PR #554, opened 2024-04-19
Consume updates to Curvenote's journals API

fwkoch:
Primarily, the Curvenote journals API has added a `/submissions/<id>/versions` endpoint on submissions; POST requests now go here instead of `/submissions/<id>`.


packages/curvenote-cli/src/submissions/utils.ts
```diff
@@ -82,7 +80,7 @@ export async function postNewWork(
   cdnKey: string,
   cdn: string,
   key: string,
-): Promise<LogInfo> {
+): Promise<WorkDTO> {
```
fwkoch, line 83: These functions which create works / work versions / submissions / submission versions now simply return the newly created object, rather than just the `LogInfo` (it's easier to build the log info in the containing functions where we pull the different parts together).

packages/curvenote-cli/src/submissions/submit.utils.ts
```diff
@@ -622,19 +624,19 @@ export async function createNewSubmission(
 
   submitLog.work = {
     id: work.id,
-    date_created: workResp?.date_created ?? work.dateCreated,
```
stevejpurves, line 625: The case changes not so much here but throughout, is that going to change the case of any of the fields in the SubmitLog and so potentially break build pages or other things dependent on the job payload/result blobs?

packages/curvenote-cli/src/submissions/utils.ts
```diff
@@ -92,53 +90,37 @@ export async function postNewWork(
...
     session.log.debug(`CDN key: ${cdnKey}`);
     session.log.debug(`Work Id: ${id}`);
     session.log.debug(`Work Version Id: ${version_id}`);
-    return {
-      id: id,
-      versionId: version_id,
-      dateCreated: date_created,
-      versionDateCreated: date_created,
-    };
+    return json;
```
stevejpurves, line 123: I like the simpler return and lack of remapping

packages/curvenote-cli/src/submissions/submit.utils.ts
stevejpurves: seems like it is independent of this: https://github.com/curvenote/curvenote/blob/f0eb01b1c8a5ad11a4fbcf00e46c9dda0a0c7b64/packages/curvenote-cli/src/submissions/submit.ts#L273 and https://github.com/curvenote/curvenote/blob/f0eb01b1c8a5ad11a4fbcf00e46c9dda0a0c7b64/packages/curvenote-cli/src/submissions/submit.utils.ts#L627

##############################

__Instructions to follow__:
Copy the listing in full. Match it word for word.

__Output for this exercise__:
PR #554, opened 2024-04-19
Consume updates to Curvenote's journals API

fwkoch:
Primarily, the Curvenote journals API has added a `/submissions/<id>/versions` endpoint on submissions; POST requests now go here instead of `/submissions/<id>`.


packages/curvenote-cli/src/submissions/utils.ts
```diff
@@ -82,7 +80,7 @@ export async function postNewWork(
   cdnKey: string,
   cdn: string,
   key: string,
-): Promise<LogInfo> {
+): Promise<WorkDTO> {
```
fwkoch, line 83: These functions which create works / work versions / submissions / submission versions now simply return the newly created object, rather than just the `LogInfo` (it's easier to build the log info in the containing functions where we pull the different parts together).

packages/curvenote-cli/src/submissions/submit.utils.ts
```diff
@@ -622,19 +624,19 @@ export async function createNewSubmission(
 
   submitLog.work = {
     id: work.id,
-    date_created: workResp?.date_created ?? work.dateCreated,
```
stevejpurves, line 625: The case changes not so much here but throughout, is that going to change the case of any of the fields in the SubmitLog and so potentially break build pages or other things dependent on the job payload/result blobs?

packages/curvenote-cli/src/submissions/utils.ts
```diff
@@ -92,53 +90,37 @@ export async function postNewWork(
...
     session.log.debug(`CDN key: ${cdnKey}`);
     session.log.debug(`Work Id: ${id}`);
     session.log.debug(`Work Version Id: ${version_id}`);
-    return {
-      id: id,
-      versionId: version_id,
-      dateCreated: date_created,
-      versionDateCreated: date_created,
-    };
+    return json;
```
stevejpurves, line 123: I like the simpler return and lack of remapping

packages/curvenote-cli/src/submissions/submit.utils.ts
stevejpurves: seems like it is independent of this: https://github.com/curvenote/curvenote/blob/f0eb01b1c8a5ad11a4fbcf00e46c9dda0a0c7b64/packages/curvenote-cli/src/submissions/submit.ts#L273 and https://github.com/curvenote/curvenote/blob/f0eb01b1c8a5ad11a4fbcf00e46c9dda0a0c7b64/packages/curvenote-cli/src/submissions/submit.utils.ts#L627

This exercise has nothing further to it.